What is PE?
PE is a price-to-earnings ratio. It is the amount of money we pay for a company in order to earn 1 rupee.
Suppose you buy a house of 50 lakh. Now you have rented that house for 15000 per month. Your annual income from that house is 15000 X 12 = 180000. Now PE of this asset (house) is 50 lakh / 1.8 Lakh = 27.7
Here the conclusion is that you have paid 27.7 rupees to earn 1 rupee. Is this a fair deal? I leave this question up to you?
As the company grows its earnings keep on increasing, so as its stock price. But on average PE remains the same.

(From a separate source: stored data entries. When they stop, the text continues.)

Issue #1680, opened 2022-10-17
Design: Disentangle concepts of Abstract Classes and Factories


ninamiolane:
### What should be modified?

Following discussions with @ymontmarin , @alebrigant , @sophiaas  : 

We currently have two designs in Geomstats when we try to create a new manifold:
- either we have to create a new class that subclasses an AbstractClass and overwrites its abstract methods (for example in RiemannianMetric)
- or we do not create a class, but we use the instantiator of the AbstractClass and pass it some functions as inputs, effectively using the AbstractClass as a factory. (for example LevelSet)

It would be nice to decide on a clear design of what it means to create a new manifold, (i) either as a child class of an Abstract class, or (ii) using a class as a factory.

From our discussions, Yann, Sophia, Alice and me seem to prefer subclassing an AbstractClass.

ninamiolane:
Interesting use case coming from Juliane: Sometimes, we might have a Riemannian metric for which the exp and log are known, but not the metric matrix nor inner-product. 

Which means that we do not want to force each child of Riemannian metric to overwrite inner-product and metric_matrix nec essarily.

ymontmarin:
Hummm

PR #1681, opened 2022-10-17
Make submersion and tangent_submersion abstract in LevelSet

lpereira95:
Partially answers #1680 for `LevelSet`.

Missing:
* docstrings

Need to discuss:
* should value somehow also be forced to be defined or passing as argument to parent works fine? (I think it should be OK as argument)
* is the API naming OK? e.g. `point` and `vector`, `point`, respectively?

@ninamiolane @ymontmarin


ymontmarin:
Looks promising !!!

- I think `embedding_space` should follow the same logic, as you know the submersion and its tangent before any instantiation you know the space in which it submerse.

maybe with something like 
```
@abs.abstract
def define_embedding_space(self):
    return

@property
def embedding_space(self):
    if not hasattr(self, '_embedding_space'):
         self._embedding_space = self.define_embedding_space()
    return self._embedding_space
```

- Maybe tangent does not necessary needs to be abstract  and we can implement a default autodiff implementation instead, for class with no close form of the tangent immersion

Let us discuss !

geomstats/geometry/base.py
```diff
@@ -324,24 +324,23 @@ class LevelSet(Manifold, abc.ABC):
...
         self.embedding_metric = embedding_space.metric
-        self.submersion = submersion
         if isinstance(value, float):
             value = gs.array(value)
         self.value = value
-        self.tangent_submersion = tangent_submersion
+
+    @abc.abstractmethod
+    def submersion(self, point):
+        pass
```
ninamiolane, line 339: Do you need `pass` ? I thought abstract methods can be empty. However, it might be better to keep pass so that child classes do not necessarily have to provide these? (see my last comment on the related github issue).

ninamiolane (approved):
This is great! I also like the fact that having them as abstract method enforces a consistent API of these functions.

ninamiolane:
Re: "should value somehow also be forced to be defined or passing as argument to parent works fine? (I think it should be OK as argument)"

I think that value could be hardcoded to 0. because the submersion can always be redefined (by subtracting `value`) to have value zero.

ninamiolane:
Another inconsistency in `LevelSet`: it has default_coords_type being intrinsic, but it uses the `shape` of the embedding space.

ninamiolane:
Another comment: tangent_submersion should me a method but not be abstract but it does not have to be overwritten. If it is not provided, then we use gs.autodiff.jacobian(submersion). <--- that piece of code would go in the LevelSet method.

geomstats/geometry/base.py
ymontmarin: I don't know the rule for abc.abstractmethod

ymontmarin:
> Another inconsistency in `LevelSet`: it has default_coords_type being intrinsic, but it uses the `shape` of the embedding space. The docstring also mention that the shapes of points should be [..., dim] which seems to refer to intrinsic coordinates.

Maybe my question is stupid but: we agree we have intrinsic => `shape = [..., dim]`, but what about the other way around ? I guess there is some case in Poincaré disk where extrinsinc coordinate are also `shape = [..., dim]` ? Should we do a check.

ymontmarin:
> Another comment: tangent_submersion should me a method but not be abstract but it does not have to be overwritten. If it is not provided, then we use gs.autodiff.jacobian(submersion). <--- that piece of code would go in the LevelSet method.

I think it is what is written in `PullbackDiffeo`

ymontmarin:
> Another question: we want to put `define_embedding_space` to prevent the users to change the embedding space once the object (say sphere) of a class (say Hypersphere) subclassing LevelSet has been instantiated.
> 
> But what prevents users to still do "sphere.embedding_space = new_space" again?

Because `embedding_space` will be a property without a setter hook, so it can't be set by the user

geomstats/geometry/base.py
lpereira95: After adding docstrings it will be possible to have no code, but not without.

lpereira95:
@ninamiolane @ymontmarin I think this may be ready. A new review from your side may be worthwhile, as several things have changed. I think it implements "our vision".

geomstats/geometry/base.py
```diff
@@ -320,32 +320,33 @@ class LevelSet(Manifold, abc.ABC):
...
-        dim,
-        embedding_space,
-        submersion,
-        value,
-        tangent_submersion,
-        default_coords_type="intrinsic",
-        **kwargs
-    ):
-        kwargs.setdefault("shape", embedding_space.shape)
+    def __init__(self, dim, default_coords_type="intrinsic", **kwargs):
```
ninamiolane, line 328: I think the default should be extrinsic

geomstats/geometry/base.py
```diff
@@ -320,32 +320,33 @@ class LevelSet(Manifold, abc.ABC):
...
-        self.value = value
-        self.tangent_submersion = tangent_submersion
+
+    @abc.abstractmethod
+    def _define_embedding_space(self):
+        pass
+
+    @abc.abstractmethod
+    def submersion(self, point):
+        """Submersion that defines the manifold."""
```
ninamiolane, line 338: Maybe add that the value should be zero, potentialy with a equation: submersion(x) = 0 defines the manifold

geomstats/geometry/full_rank_correlation_matrices.py
```diff
@@ -22,17 +22,41 @@ class FullRankCorrelationMatrices(LevelSet):
...
+        ----------
+        point : array-like, shape=[..., n, n]
+
+        Returns
+        -------
+        submersed_point : array-like, shape=[..., n]
+        """
+        return Matrices.diagonal(point) - gs.ones(self.n)
+
+    def tangent_submersion(self, vector, point):
```
ninamiolane, line 46: Yesss, that feels much cleaner!

geomstats/geometry/grassmannian.py
```diff
@@ -184,16 +147,70 @@ def __init__(self, n, p, **kwargs):
...
-            tangent_submersion=lambda v, x: 2
-            * Matrices.to_symmetric(Matrices.mul(x, v))
-            - v,
-            **kwargs
+        super().__init__(dim=dim, **kwargs)
+
+    def _define_embedding_space(self):
+        return SymmetricMatrices(self.n)
+
+    def submersion(self, point):
```
ninamiolane, line 155: Yess !

geomstats/geometry/special_euclidean.py
```diff
@@ -242,6 +196,58 @@ def __init__(self, n, **kwargs):
         if self._metric is None:
             self._metric = self.left_canonical_metric
 
+    def _define_embedding_space(self):
+        return GeneralLinear(self.n + 1, positive_det=True)
+
+    def submersion(self, point):
+        """Define SE(n) as the pre-image of identity.
```
ninamiolane, line 203: This should be the preimage of 0 by ....

geomstats/geometry/special_euclidean.py
```diff
@@ -242,6 +196,58 @@ def __init__(self, n, **kwargs):
         if self._metric is None:
             self._metric = self.left_canonical_metric
 
+    def _define_embedding_space(self):
+        return GeneralLinear(self.n + 1, positive_det=True)
+
+    def submersion(self, point):
```
ninamiolane, line 202: Yesss !

ninamiolane (approved):
Very nice, thank you! I've just put minor comments. Maybe double check the docstrings of the submersions so that they match the fact that the value is now 0 (I've put one comment to that effect in SE(n).

I'm still not a huge fan of the _define_embedding_space, because:
- this would be the only method across all manifolds that is "talking to the user" (with the keyword "define") and this feels wrong. All the other methods are purely impersonal and geometry-facing.
- if it's main role is to prevent the user from changing the embedding_space attribute, then this goes against our vision of "not preventing anything, but letting the user use the manifolds at their own risk". This would also be prevented by the new gold rule which is "never modify the attributes of a manifold, unless it's its numerics objects (ExpSolver)".

But I forget the details of our debate about this : happy to go with it if I'm forgetting important aspect of this choice.

geomstats/geometry/base.py
lpereira95: Completely agree! (I think we have inconsistencies in some parts of the library due to this) Later I guess we are changing this to `intrisinc = False` (see #1725).

lpereira95:
@ninamiolane, regarding `_define_embedding_space` I would say the main strength of this implementation is that it **forces** the contributor to define an embedding space (since we are asking `_define_embedding_space` as abstract method). In other words, the "contract" for creating a new child of `LevelSet` is very clear for the contributor.

I can only see an alternative to this, but without the strength we have above (i.e. a less knowledgeable contributor may not know he/she has to define `embedding_space`):

* embedding space is define in `__init__` as `self.embedding_space = ...`


The alternative of having a property (or function) simply called `embedding_space` does not work because it would instantiate the embedding space everytime we do `space.embedding_space`.


Do you have any alternatives in mind? Would we prefer the alternative I mentioned to the current implementation?

ninamiolane:
I would indeed prefer the alternative of the attribute. To tell the less knowledgeable contributor he/she has to define embedding_space, we could have a clear error message: the first time self.embedding_space is needed, if it is not defined then the error tells the user to define it.

I know we talked a lot about this already. Maybe we could poll everybody at the next meeting to get a vote?

ymontmarin:
From what i remember from the discussion the starting point was that in python methods implementation are defined when child class are written, meaning it is decided before any instantiation. Whereas argument of `__init__` may not (it allows definition to be outside the object). In addition, having a method defining an attribute only once ensure it canot be modified in the same way method should not be modify.

As we discuss, it is more natural to have immersion (and its derivative) as a method, since it is a function anyway, and it is known when child class are written. Mathematically, the immersion is the tuple $(\phi, E)$ so it makes sense the the embedding space should be at the same level as the immersion, hence a method.

But if we step back, what we really want is that `embedding_space` implementation is written when a child clas is written, at the same moment as the immersion (it is weird to require that immersion should be implemented when child class is written and not requiring the definition of the space it goes in).
To be more precise, in the current implementation it is possible to have code such as:
```
class Child(LevelSet):
    def immersion(self, x):
          XXX

e = Euclidean(n)
a = Child(dim=m, embedding_space=e)
```
which is pretty weird to me, because immersion implementation is written inside the object, and the space it goes to is written outside.
The most natural way of ensuring this cannot happen, is to use method (or some python dark magic) and mark it as abstract.

But I agree with @ninamiolane that a method `_define_embedding_space` feel weird and different. But actually, I do not see the word define as a name talking to the coder, but as a description of what happen in the method, something like `_instantiate_embedding_space` is more accurate. Still, it is different from the other methods name that are mathematic. So lexically i totally agree that it does not feel right !

So for a better use experience, it could be a property ! But then the instantiation would occur every time the attribute is asked.

A python magic that can work is this:
```python
class LevelSet(ABC):
    def __init__(self, dim, default_coords_type="intrinsic", **kwargs):
        super().__init__(dim=dim, default_coords_type=default_coords_type, **kwargs)

    def __getattribute__ (self, name):
        if name == 'embedding_space':
            if not hasattr(self, '_embedding_space'):
                self._embedding_space = super().__getattribute__ ('embedding_space')
            return self._embedding_space
        return super().__getattribute__ (name)

    @property
    @abstractmethod
    def embedding_space(self):
        pass
```
In this way, `embedding_space` is defined using a property so it is closer to mathematic naming, it is marked as abstract and should be written in the child class with `immersion` but we still have the lazy computation which call it only once and it does not impact the user experience.

We will have
```python
class Hypersphere(LevelSet):
    def __init__(self, dim):
        super().__init__(dim=dim, default_coords_type='extrasinc', **kwargs)

    @property
    def embedding_space(self):
        return Euclidean(self.dim + 1)

    def immersion(self, x):
        return gs.norm(x) - 1
```

lpereira95:
I think @ymontmarin's `Child` example shows clearly why it may be inadequate to have the definition at `__init__` level.

I fully disagree with the idea of instantiating it every time: it will negatively impact performance and will not allow to change any numerical parameter of algorithms associated with a given embedding space.

I don't like so much the tricks of checking if it `hasattr` (for me it looks like an unnecessary condition - the impact in performance is negligible, but there's still a dictionary key lookup every time we access embedding space). Besides, we know it will have, for sure, the attribute after instantiation. This is the reason why I started this PR by having `embedding_space` has a property and changed it (today) to simply have it has attribute (instantiated in the init of `LevelSet`) - also, we need to instantiate it in `LevelSet` anyway to have access to `shape`. This is strong due to our "new" way of thinking stating we allow mathematical attributes to change, but at user's risk.

The semantics of `_define_embedding_space` do not look so strange to me. It is not so far from `_create_basis` we already have in several other classes (the reason of being of that method is performance).

I agree with the poll @ninamiolane, but after our discussions, I kind of think the solution current implemented in the PR is the strongest technically speaking.

In order to move on, do you agree I merge this solution for now (after addressing @ninamiolane's comments) and then we update it based on our poll? (The implementation on this PR is by far much cleaner than the currently available in master.)

ymontmarin:
@lpereira95 I also add some minor comments in the code.

About the main discussion:
- under the hood, any attribute access is a key lookup, which is a constant time operation. Having 2 instead of one does not change performance
- I also fully disagree with the idea of instantiating it every time, hence the classical trick of using `xxx` and `_xxx`
- "also, we need to instantiate it in LevelSet anyway to have access to shape." I don't understand the difference you are talking about. If you use `self.embbeding_space.shape` with the property implementation, it will call `_define_embedding_space` so the instantiation also happen in `__init__`. In any case, none of the above solve the problem of circular need: `_define_embedding_space` may need attributes (e.g. `dim`) that are defined in `__init__` but `__init__` need `embedding_space.shape` that is define in `_define_embedding_space`
- So maybe the semantic should simply be `_create_embedding_space` ?

I think the circular issue (and other comments) need to be addressed before merging. I only give suggestion for the love <3 of geomstats; let me know for curiosity, what people want :)

An idea for circular loop issue while following @lpereira95 implementation choice:
```
class LevelSet(ABC):
    def __init__(self, dim, shape=None, default_coords_type="extrinsic", **kwargs):
        self.embedding_space = self._create_embedding_space(dim, shape, default_coords_type, **kwargs)
        super().__init__(dim=dim, default_coords_type=default_coords_type, **kwargs)

    @abstractmethod
    def _create_embedding_space(self, dim, shape, default_coords_type, **kwargs):
        pass

    @abstractmethod
    def immersion(self):
        pass
```
Such that implementation of `Hypersphere` looks like
```
class Hypersphere(LevelSet):

    def _create_embedding_space(self, dim, **kwargs):
        return Euclidean(self.dim + 1)

    def immersion(self, x):
        return gs.norm(x) - 1
```

lpereira95:
Thanks a lot @ymontmarin, we deeply appreciate your comments and suggestions. All this discussion is to try to come up with a solution that pleases everyone and is technically robust.

Thanks for the clarification on the constant time operation for key lookup (in fact I should have thought better before my comment before).

For the third point, I mean that since we definitely have to instantiate `embedding_space` in the init of `LevelSet` to access `shape`, it looks unnecessary to me to instantiate it "implicitly" by having a property verifying if `_embedding_space` already exist and instantiating it if not. The current solution is more explicit in my opinion.

Your point on circularity is in fact interesting, but I would argue there's not really a circularity. What's happening is that we normally need the arguments passed in child init to instantiate the embedding space. I would say it is a good practice to store init args as attributes (e.g. `sklearn` forces you to do that to allow a better `__repr__`), so this solution actually forces us to follow a good practice. Passing arguments to `_define/create_embedding_space` does not feel right to me. The case of the `Hypersphere` is a little particular in the sense that it asks for `dim`, which is also an attribute of `Manifold`. (But I can fully understand why you are raising this issue, and I'm completely open to find out a better solution)

Both `_create` and `_define` work for me.

ymontmarin:
Ok I get the implicit reasoning for the instanciation, I agree.
I agree with the sklearn practice, it is also the practice i follow ! 

But in our case the argument are setted as attribute of the object during the call `super().__init__(...)` but this line is AFTER the line `self.embedding_space = self._create_embedding_space()`, which mean than when `_create_embedding_space` is called the arguments have not been setted as attribute yet ! So `self` has no `dim` attribute and `_create_embedding_space` can't access `dim`.

The natural solution (which is what happen in sklearn etc...) would be to have `super().__init__(...)` BEFORE `self.embedding_space = self._create_embedding_space()`, but in this situation, we also need to have `self.embedding_space` to access its shape as default shape. Hence the circularity.

Maybe I am wrong but for me this code will fail:
```python
class LevelSet(ABC):
    def __init__(self, dim, shape=None, default_coords_type="extrinsic", **kwargs):
        self.embedding_space = self._create_embedding_space()
        if shape is None:
            shape = self.embedding_space.shape
        super().__init__(dim=dim, shape=shape, default_coords_type=default_coords_type, **kwargs)

    @abstractmethod
    def _create_embedding_space(self):
        pass

    @abstractmethod
    def immersion(self, x):
        pass

class Hypersphere(LevelSet):

    def _create_embedding_space(self):
        return Euclidean(self.dim + 1)

    def immersion(self, x):
        return gs.norm(x) - 1
```

ymontmarin:
@lpereira95 Nevermind, I dit not see you were resetting `dim` as attribute manually (it is set twice but I don't think it is a problem). So I think it is ok then !

ymontmarin:
```python
class LevelSet(Manifold):
    def __init__(self, dim, shape=None, default_coords_type="extrinsic", **kwargs):
        self.embedding_space = self._create_embedding_space()
        if shape is None:
            shape = self.embedding_space.shape
        super().__init__(dim=dim, shape=shape, default_coords_type=default_coords_type, **kwargs)

    @abstractmethod
    def _create_embedding_space(self):
        pass

    @abstractmethod
    def immersion(self, x):
        pass

class Hypersphere(LevelSet):
    def __init__(self, dim):
        self.dim = dim
        super().__init__(dim)

    def _create_embedding_space(self):
        return Euclidean(self.dim + 1)

    def immersion(self, x):
        return gs.norm(x) - 1
```
will indeed work and looks pretty clean to me :) Sorry for the misunderstanding !

lpereira95:
@ninamiolane I think I've addressed everything here. I'll just ensure tests are passing and then I'll merge.

ymontmarin:
@lpereira95 
What about the shapes computation ?
image

lpereira95:
Hi @ymontmarin!

It looks like that comments are pending or I really missed them out...

ymontmarin:
@lpereira95 What does the label "pending" mean ? I am not so used to review on github

lpereira95:
Your review has not been submitted @ymontmarin. Only you have access to it. There should be a button on top with "Submit review".

ymontmarin (commented):
First time using the review tool !

ymontmarin:
@lpereira95  Ok !!! Thank you :) sorry I miss that, I left out the only two points (qhape stuff) that was not adress with the discussion and so on

geomstats/geometry/base.py
```diff
@@ -366,12 +367,18 @@ def belongs(self, point, atol=gs.atol):
...
-        elif value.ndim == 1:
-            constraint = gs.all(constraint, axis=-1)
+
+        submersed_point = self.submersion(point)
+        n = len(submersed_point.shape)
+        axis = (
+            tuple(-n + 1 + i for i in range(n - 1))
+            if gs.ndim(point) > len(self.shape)
+            else tuple(-n + i for i in range(n))
+        )
```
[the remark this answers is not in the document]
lpereira95: Thanks @ymontmarin!

This solution fails for:

```python
space = Hyperboloid(3)

space.belongs(space.random_point())
```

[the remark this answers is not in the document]
lpereira95: I think this may work in all cases:

```python
axis = tuple(range(n - len(self.shape), n)) if (n - len(self.shape)) >= 0 else ()
```

What do you think?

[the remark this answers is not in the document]
lpereira95: Actually I'm not so sure this version increases readability (it may even make it harder to understand). Besides, we can easily achieve general batching by replacing 1 by `gs.ndim(point) - len(self.shape)` in the first range...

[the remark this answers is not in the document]
lpereira95: a simplified and more readable version may be:

```python
n_batch = gs.ndim(point) - len(self.shape)
tuple(range(-n + n_batch, 0))
```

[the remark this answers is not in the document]
ymontmarin: After thinking about it, none of the two solutions are very universal.

`point` is of shape [*batch_shape, *self.shape]
`immersed_point` is of shape [*batch_shape, *sub_value_shape]

If the subermesion only give a real sub_value_shape = () otherwise we want the `all` on the sub_value_shape axis.

So maybe a more short and universal way that work for any batching, shape and output of submersion space would be:
```python
    def belongs(self, point, atol=gs.atol):
        """Evaluate if a point belongs to the manifold.

        Parameters
        ----------
            Point to evaluate.
        atol : float
            Absolute tolerance.
            Optional, default: backend atol.

        Returns
        -------
        belongs : array-like, shape=[...,]
            Boolean evaluating if point belongs to the manifold.
        """
        belongs = self.embedding_space.belongs(point, atol)
        if not gs.any(belongs):
            return belongs

        submersed_point = self.submersion(point)
        constraint = gs.isclose(submersed_point, 0.0, atol=atol)

        n_sub_dim = len(submersed_point.shape) - len(point.shape) + len(self.shape)
        if n_sub_dim:
            constraint = gs.all(constraint, axis=tuple(range(-n_sub_dim, 0)))

        return gs.logical_and(belongs, constraint)
```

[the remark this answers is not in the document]
ymontmarin: My pessage was written before i saw your two messages ! I think it is almost the same :)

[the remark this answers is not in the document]
lpereira95: I'm glad we came up with similar solutions independently. These ones I think are pretty universal. I'll merge now.

lpereira95:
Test failures are unrelated... merging.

But these PE values can change if the company is expecting big profit in the coming future. Vice versa its PE can decrease if has no further growth plan or expected loss.
These values help us to decide when to enter stock or exit stock.
In my below analysis, I am trying to compare the companies current PE with its average 5 years PE.
The PE values in RED are overvalued companies. If you are not expecting any big earning in the upcoming future, you shouldn't buy those stocks any further.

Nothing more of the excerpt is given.